## ABOUT THIS TASK
Set down the full data below exactly as given, please.

## TASK INPUTS
PR #997, opened 2020-08-23
Remove one DynAttribute_ constructor

t-wissmann:
Using the 'Owner'-aware constructors of DynAttribute_ improve the
readability. The particular constructor removed by this commit was used
in only one place anyway.

This commit does not require new test cases, because there are a couple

## EXERCISE RESPONSE
PR #997, opened 2020-08-23
Remove one DynAttribute_ constructor

t-wissmann:
Using the 'Owner'-aware constructors of DynAttribute_ improve the
readability. The particular constructor removed by this commit was used
in only one place anyway.

This commit does not require new test cases, because there are a couple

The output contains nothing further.